Stored data entries
^^^^^^^^

PR #1594, opened 2020-04-02
feat(plugins): add plugins to all services

link108:
Now that PF4J has been introduced to Spinnaker, Halyard should deploy plugin configuration to the individual services.

Previous discussion on slack: https://spinnakerteam.slack.com/archives/CK9FK4XDF/p1582934543022800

^^^^^^^^

* _What needs to be done_
Reading through the records above, report each line in which the string "services" is found.

* _Written answer_
feat(plugins): add plugins to all services
Now that PF4J has been introduced to Spinnaker, Halyard should deploy plugin configuration to the individual services.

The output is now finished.